Hospitals, practices differ in cybersecurity preparedness

Eighty percent of providers report experiencing a recent “significant security incident,” according to a HIMSS cybersecurity survey, leading more organizations to make security a top business priority.

The respondents cite three primary challenges behind their information security efforts: phishing attacks, virus/malware incidents and proactively addressing the results of a risk assessment.

The poll of 183 healthcare security professionals closely resembles the results from last year, though this new report reveals differences in security preparedness between hospitals and doctor’s offices.

Acute care providers, for instance, were significantly more likely to use tools such as patch and vulnerability management tools, mobile device management and single sign-on. Less than half the organizations in both groups used multifactor authentication and data-loss-prevention tools.

The report’s authors, however, raised alarm about organizations failing to use even basic security protections.
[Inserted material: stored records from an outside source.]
PR #753, opened 2022-06-15
fix bug concurrentdictionary GetOrAdd

EngRajabi:
I had some big changes
1- As in the following documents. Using the GetOrAdd method is by no means Thread Safe. I added the test. If you test in Func during GetOrAdd, func will be called several times. But in the end one remains. This adds a lot of overhead to the program.
[microsoft](https://docs.microsoft.com/en-us/dotnet/api/system.collections.concurrent.concurrentdictionary-2.getoradd?view=net-6.0)
[andrewlock](https://andrewlock.net/making-getoradd-on-concurrentdictionary-thread-safe-using-lazy/)
2- Add an analyzer to increase the quality and maintenance of the code

### DIFF
--- a/Clean.bat
+++ b/Clean.bat
@@ -1,0 +1,6 @@
+FOR /d /r . %%d in (bin,obj) do @if exist "%%d" rd /s/q "%%d"
+FOR /F "tokens=*" %%G IN ('DIR /B /AD /S Packages') DO RMDIR /S /Q "%%G"
+FOR /F "tokens=*" %%G IN ('DIR /B /AD /S .vs') DO RMDIR /S /Q "%%G"
+FOR /F "tokens=*" %%G IN ('DIR /B /AD /S TestResults') DO RMDIR /S /Q "%%G"
+FOR /F "tokens=*" %%G IN ('DIR /B /AD /S AppPackages') DO RMDIR /S /Q "%%G"
+DEL /Q /F /S "*.csproj.user"
--- a/Clean.bat
+++ b/Clean.bat
@@ -1,6 +1,0 @@
-FOR /d /r . %%d in (bin,obj) do @if exist "%%d" rd /s/q "%%d"
-FOR /F "tokens=*" %%G IN ('DIR /B /AD /S Packages') DO RMDIR /S /Q "%%G"
-FOR /F "tokens=*" %%G IN ('DIR /B /AD /S .vs') DO RMDIR /S /Q "%%G"
-FOR /F "tokens=*" %%G IN ('DIR /B /AD /S TestResults') DO RMDIR /S /Q "%%G"
-FOR /F "tokens=*" %%G IN ('DIR /B /AD /S AppPackages') DO RMDIR /S /Q "%%G"
-DEL /Q /F /S "*.csproj.user"
--- a/samples/MediatR.Examples.PublishStrategies/Publisher.cs
+++ b/samples/MediatR.Examples.PublishStrategies/Publisher.cs
@@ -78,7 +78,7 @@ public class Publisher
     {
         foreach (var handler in handlers)
         {
-            var task = Task.Run(() => handler(notification, cancellationToken));
+            _ = Task.Run(() => handler(notification, cancellationToken));
         }
 
         return Task.CompletedTask;
--- a/samples/MediatR.Examples.PublishStrategies/Publisher.cs
+++ b/samples/MediatR.Examples.PublishStrategies/Publisher.cs
@@ -78,7 +78,7 @@ public class Publisher
     {
         foreach (var handler in handlers)
         {
-            Task.Run(() => handler(notification, cancellationToken));
+            var task = Task.Run(() => handler(notification, cancellationToken));
         }
 
         return Task.CompletedTask;
--- a/Directory.Build.props
+++ b/Directory.Build.props
@@ -1,7 +1,21 @@
 <Project>
   <PropertyGroup>
     <LangVersion>10.0</LangVersion>
-    <NoWarn>$(NoWarn);CS1701;CS1702;CS1591</NoWarn>
+    <NoWarn>$(NoWarn);CS1701;CS1702;CS1591;VSTHRD200</NoWarn>
     <TreatWarningsAsErrors>true</TreatWarningsAsErrors>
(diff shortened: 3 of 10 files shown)


samples/MediatR.Examples.PublishStrategies/Publisher.cs
```diff
@@ -78,7 +78,7 @@ private Task ParallelNoWait(IEnumerable<Func<INotification, CancellationToken, T
     {
         foreach (var handler in handlers)
         {
-            Task.Run(() => handler(notification, cancellationToken));
+            var task = Task.Run(() => handler(notification, cancellationToken));
```
jbogard, line 81: Why do this?

poke:
It's not clear to me what the bug is that you're trying to fix here.

Yes, the creation callback of `GetOrAdd` is not guaranteed to run only once in a concurrent situation but if you're looking at the usages here, then this is only some object creation. And the objects that are created here, e.g. `RequestHandlerWrapper`, don't really have any particular overhead. They would probably be even cheaper than a `Lazy`.

So before going this route “just because”, I would prefer seeing a benchmark of this first to see what's the impact of the Lazy wrappers is compared to the overhead of possibly throwing away handler wrapper instances.

Clean.bat
```diff
@@ -0,0 +1,6 @@
+FOR /d /r . %%d in (bin,obj) do @if exist "%%d" rd /s/q "%%d"
```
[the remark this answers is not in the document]
EngRajabi: I deleted this file

samples/MediatR.Examples.PublishStrategies/Publisher.cs
EngRajabi: Thankful
Yes, I did because of that
https://github.com/Microsoft/vs-threading/blob/main/doc/analyzers/VSTHRD110.md

peteraritchie:
A lot of noise in this PR.  Separating out style changes and warning fixes would go a long way to making the "fix" clear.

peteraritchie:
Also, does Should_Concurrency_MultipleInvoke_handler fail without the other changes?

remcoros:
This trick (ConcurrentDictionary with a Lazy wrapping the creation callback) is generally used when the creation is an expensive operation (like in asp.net, creating the middleware handler pipeline or querying a database).

As an example, take a simple blog app, using a ConcurrentDictionary as a cache for blog posts, and a creation callback that calls into a database.
The first request misses the key lookup and a database query will run. If a 2nd request comes in and the 1st query hasn't finished yet, it will also miss the key lookup on the dictionary and trigger another create callback (and with it, a second database query).
This could cause some redundant database queries. but normally not a problem. Under high load though, this could cause a domino effect on the database.
When using a ConcurrentDictionary of Lazy values, where Lazy is blocking. This will make it so the 2nd request will synchronously block until the database query (filling the cache) of request 1 is finished.
If that is desirable, ultimately depends on the use case in those specific situations.

for MediatR, the creation is simple and doesn't call any external 'slow' resources, so adding Lazy here would only hurt performance under high load because of lock contention.

EngRajabi:
I do not agree with this.  It is true that in certain scenarios, using no lazy will cause very, very serious damage to the program.  But in mediatr this cost is also high.  If building obj is not expensive, why use dic and not build it every time?  It is better to make that obj once.  Consider this.  In very large and high load projects, too many objs are built.  What's wrong with making lazy for the first time?  The point is that being lazy has no effect on get

poke:
> But in mediatr this cost is also high.

Do you have any numbers to back this statement up? In order to suggest such a change, you should be able to prove that the duplicate object creation is indeed a problem and that the implementation with Lazy performs better.

My expectation would be that Lazy could perform better in the extreme situations where a lot of requests hit the mediator initially (before the cache is available) but that it will perform worse in any other situation, i.e. both directly after the cache has been created (since then you will need to go through the Lazy for every single request), and for the way more likely average case where there are not a high number of initial requests.

The Lazy only helps during the time before the object creation has completed; a process that should be done in a few milliseconds. So it can only make the performance better for that very small window, while equally hurting the performance in every other case.

EngRajabi:
To evaluate the better performance, divide it into 2 parts.  
1.  Creating obj 
2. Obtaining obj
in section 2 it does not matter whether obj was created via lazy or without it, because it was created once and stored in dic.  In Section 1, when the load is high and the number of handlers is large, they make the whole obj unused

poke:
> it does not matter whether obj was created via lazy or without it

This incorrectly assumes that `Lazy<T>` is free which it is not, as can be shown with a simple benchmark utilizing the `LazyConcurrentDictionary` you are proposing here:

```csharp
public class Benchmarks
{
    private readonly ConcurrentDictionary<Type, IHandler> _handlers = new();
    private readonly LazyConcurrentDictionary<Type, IHandler> _handlersLazy = new();

    [GlobalSetup]
    public void Setup()
    {
        // ensure the handler is already created in both dictionaries
        _ = _handlers.GetOrAdd(typeof(MyHandler), _ => new MyHandler());
        _ = _handlersLazy.GetOrAdd(typeof(MyHandler), _ => new MyHandler());
    }

    [Benchmark]
    public IHandler Normal()
        => _handlers.GetOrAdd(typeof(MyHandler), _ => throw new NotSupportedException());

    [Benchmark]
    public IHandler Lazy()
        => _handlersLazy.GetOrAdd(typeof(MyHandler), _ => throw new NotSupportedException());
}

public class MyHandler : IHandler { }
public interface IHandler { }
```

```
| Method |     Mean |    Error |   StdDev |
|------- |---------:|---------:|---------:|
| Normal | 16.86 ns | 0.321 ns | 0.268 ns |
|   Lazy | 30.98 ns | 0.607 ns | 0.768 ns |
```

> In Section 1, when the load is high and the number of handlers is large

The number of handlers and the general load is irrelevant for this. What matters is the _initial load_ for a particular handler. I.e. the amount of concurrent requests that hit the mediator *before* the handler wrapper was created for the first time. And only for the very short window until the object was created and stored in the dictionary.

So assuming a normal application that stays alive for a longer duration, this “optimization” would only benefit a very particular and unrealistic situation for a short time, while equally affecting the whole remainder of the application’s lifetime.

Throwing away a few wrapper instances in such a special case is not as much of a problem as you want to make it.

PR #767, opened 2022-07-19
Each matching exception handler/action is invoked at most once

FDUdannychen:
Currently base exception handlers/actions will be executed multiple times when a derived exception is thrown. 
For example you have `MyExceptionHandler:IRequestExceptionHandler<MyRequest, MyResponse>`, it will be invoked twice when `MyException:Exception` is thrown. Its invocation count grows with the exception inheritance.

This PR fixes this bug by checking handler/action type, please note that checking interface types is not enough because different interfaces can share the same handler/action type.


inary-wrk:
@jbogard Can you please review this PR.

jbogard (approved):

Issue #692, opened 2022-01-11
Could not load type Mediatr.IRequest


bend:
Hi, 
Since update to Mediatr 10, I have the following error at runtime: 
` Could not load type 'MediatR.IRequest 1' from assembly 'MediatR, Version=10.0.0.0, Culture=neutral, PublicKeyToken=bb9a41a5e8aaa7e2' `

Any idea what's going on ?

vRITHNER:
Same issue for me with an AspNet.Core 6.0 app

jbogard:
I've got it running on .NET 6, is there a repro? Are you using the DI package?

jbogard:
And the exception message is correct - those types are in a separate MediatR.Contracts assembly as mentioned in the release notes. But user code shouldn't care about that in scenarios I looked at.

vRITHNER:
txs for coming back. Sadly, I can't send you the project cause it's a customer code.
I'll try to reproduce it in a total separate poc project and I'll come back to you..
Txs

jbogard:
If you check your stack trace, do you have code looking for the `IRequest` type from the MediatR assembly?

bend:
@jbogard  I don't see that in the stacktrade. However, I have the issue in multiple projects.
  [CS7069] Reference to type 'INotification' claims it is defined in 'MediatR', but it could not be found

I tried to force the update by install Mediatr10 in the project itself but I have the same issue.
Thanks

jbogard:
I don't know how to fix this without a minimal repro. I can only share that those request types are in a separate package/assembly - `MediatR.Contracts`, which is referenced by the `MediatR` package starting with version 10.

killergege:
Note that I have the same issue, but it happens when calling `MediatR.Extensions.FluentValidation.AspNetCore.AddFluentValidation()`.
Which is an external lib. 
The update probably shouldn't break that lib though...

Nobody mentions here what triggers the exception, so maybe we all have the same issue ?

In my case, the exception happen on the second line.
```
        services.AddMediatR(typeof(MyRequestHandler).GetTypeInfo().Assembly);
        services.AddFluentValidation(new[] { typeof(MyRequestHandlerValidator).GetTypeInfo().Assembly });
```
Removing it fixes the issue.

I have a very stripped down version of my project with the issue, but if the issue is in another lib, not sure this is interesting.

DMPatod:
[...]

PR #800, opened 2022-11-14
Adding type forwardings for types that were moved to the Contracts package

ydie22:
This pull request is a proposal to solve the issue described in https://github.com/jbogard/MediatR/issues/692

### DIFF
--- a/src/MediatR/TypeForwardings.cs
+++ b/src/MediatR/TypeForwardings.cs
@@ -1,0 +1,8 @@
+﻿using System.Runtime.CompilerServices;
+using MediatR;
+
+[assembly: TypeForwardedTo(typeof(IBaseRequest))]
+[assembly: TypeForwardedTo(typeof(IRequest<>))]
+[assembly: TypeForwardedTo(typeof(IRequest))]
+[assembly: TypeForwardedTo(typeof(INotification))]
+[assembly: TypeForwardedTo(typeof(Unit))]


jbogard:
Is anyone still having this issue? No more comments in many months. I don't want to pull this in if it's not a big issue anymore.

bend:
@jbogard On my side we still have this issue, this is a blocking us from upgrading to the new version of Mediatr (10 or 11)

jbogard:
It sounds this issue comes from transitive dependencies to MediatR:

- App A
  - MediatR 10.0
  - MediatR.Contracts 10.0
  - SomethingElse 1.0
     - MediatR 9.0

If that's the case, then this PR won't fix anything. MediatR contains breaking changes from 9.0 to 10.0 and 10.0 to 11.0. That `SomethingElse 1.0` package will break anyway.

The correct solution here is to fix SomethingElse package.

Unless there's some other issue I'm unaware of?

ydie22:
Let me explain what situation this PR is supposed to solve.
Say we start with the following situation:
- AppA
    - AppB.Contracts
        - MediatR 8.1
    - AppC.Contracts
        - MediatR 8.1
AppA works fine as everyone is using MediatR 8.1 where all types (contract-related and implementation) are still contained in a single assembly.
Now comes the MediatR version where contract types are separated in another package/assembly (which is btw, an excellent thing). The owners of AppC decide to migrate their MediatR version and they publish a new contracts package. Now AppA needs this new version of the contracts because there is a new feature exposed in the contracts. So they upgrade. The situation becomes:
- AppA
    - MediatR 11.0
    - AppB.Contracts
        - MediatR 8.1
    - AppC.Contracts
        - MediatR.Contracts 1.0
Notice that to be able to use the types in AppC.Contracts, AppA must now reference directly MediatR 11.0. And this is where things break. The package version will resolve to MediatR 11.0 and this one will be loaded at runtime. However, when AppB.Contracts was compiled, the MediatR interfaces used on request types it contains were present in the MediatR.dll (version 8.1). And now suddenly, they're no longer there as expected, because MediatR 11.0 does not contain them, they're in MediatR.Contracts. The runtime is lost, it cannot load the request types defined in AppB.Contracts.
However, if MediatR v11.0 would contain a hint to the runtime that the types he is looking for have moved, he would look at that additional place, and that is exactly what the PR does: it redirects the runtime to the new location where the types have moved. As AppB.Contracts and AppC.Contracts only contain contract definitions, they don't break; they are the kind of packages that MediatR.Contracts typically was designed for.

One could argue that AppB.Contracts should be upgraded to use MediatR.Contracts 1.0 also, but this is irrealistic once you start to have tens of services maintained by different teams. Such a forced synchronized upgrade is then really painful.

jbogard:
Ah that makes sense, to prevent forced upgrade of all services all at once.

ydie22:
@jbogard , thank you for merging this PR, it has saved us a lot of time while upgrading!

PR #802, opened 2022-11-20
Using MS.Extensions.DI directly, removing all unneeded code, pulling in the MediatR package directly

jbogard:
Brrrrrrrr


davidroth:
@jbogard Just wanted to ask if you are aware of the consequences for simple injector (and maybe other containers).
Simple Injector is a "non-conforming" DI Container, meaning that it doesn't replace the built-in DI Container, but instead lives side-by-side the built-in container. Where the built-in container is used to resolve framework and third-party components, Simple Injector is used by the application developer to resolve their application components. 

For general discussion regarding conforming containers see from former discussions such as https://github.com/dotnet/aspnetcore/issues/30115, https://github.com/dotnet/aspnetcore/issues/29194, https://github.com/dotnet/aspnetcore/issues/28957, https://github.com/dotnet/aspnetcore/issues/14585, https://github.com/dotnet/aspnetcore/issues/8886 and https://github.com/aspnet/DependencyInjection/issues/334.


So this change would break support for SimpleInjector. Realistically, there would be no way back (rather than forking).
Of course, its your project so are free to "dont care" and anyone is free to fork it😅

jbogard:
How would this break exactly? Doesn't the `Container` object implement `IServiceProvider`?

This doesn't force people to use the `ServiceCollection` stuff, it just bundles it together. The breaking change to the `Mediator` class is to change the dependency from my custom delegate type of `ServiceFactory` to the `System.ComponentModel` type `IServiceProvider`.

davidroth:
> This doesn't force people to use the ServiceCollection stuff, it just bundles it together.

Ah, I see.  Thanks for the clarification. I originally thought it requires using the frameworks DI Container (IServiceCollection).
But that is not the case as you said. By using the following registration we can still control the registration in the composition root:

```csharp
Container.RegisterInstance(typeof(IMediator), new Mediator(Container.GetInstance));
```

> Doesn't the Container object implement IServiceProvider?

It does currently, yes. May be [removed in the future though](https://github.com/simpleinjector/SimpleInjector/issues/874). But then we can still write a simple adapter:

```csharp

Container.RegisterInstance(typeof(IMediator), new Mediator(new ServiceProviderAdapter { Container = container }));

public class ServiceProviderAdapter : IServiceProvider
{
    public Container Container {get;set;}
    public object GetService(Type type) => this.Container.GetInstanceOrNull(type);
}
```
So everything seems to be good :-)

jbogard:
Yep, you should be able to write a simple adapter. MediatR used to use CommonServiceLocator years and years ago so this is a bit of return to form. I don't plan on altering anything with MediaR internals to force using its registration. In fact, I'm looking at adding factory objects to make it a bit more explicit about instantiating things like behaviors.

Only 84.9 percent (acute) and 90.3 percent (non-acute) of providers use antivirus and anti-malware software. Just 78.2 percent (acute) and 90.3 percent (non-acute) use firewalls.

The survey also found that:

  • 68.1 percent of acute and 48.4 percent of non-acute organizations encrypt data in transit
  • 61.3 percent of acute and 48.4 percent of non-acute providers encrypt data at rest
  • 59.7 percent of acute and 61.3 percent of non-acute providers use audit logs to track each access to patient and financial records

Both groups report they have enhanced security capabilities in the past year, though on a 7-point scale, they ranked their preparedness in the mid-4 range. They cite lack of appropriately trained staff and budget constraints among the reasons they’re not doing more.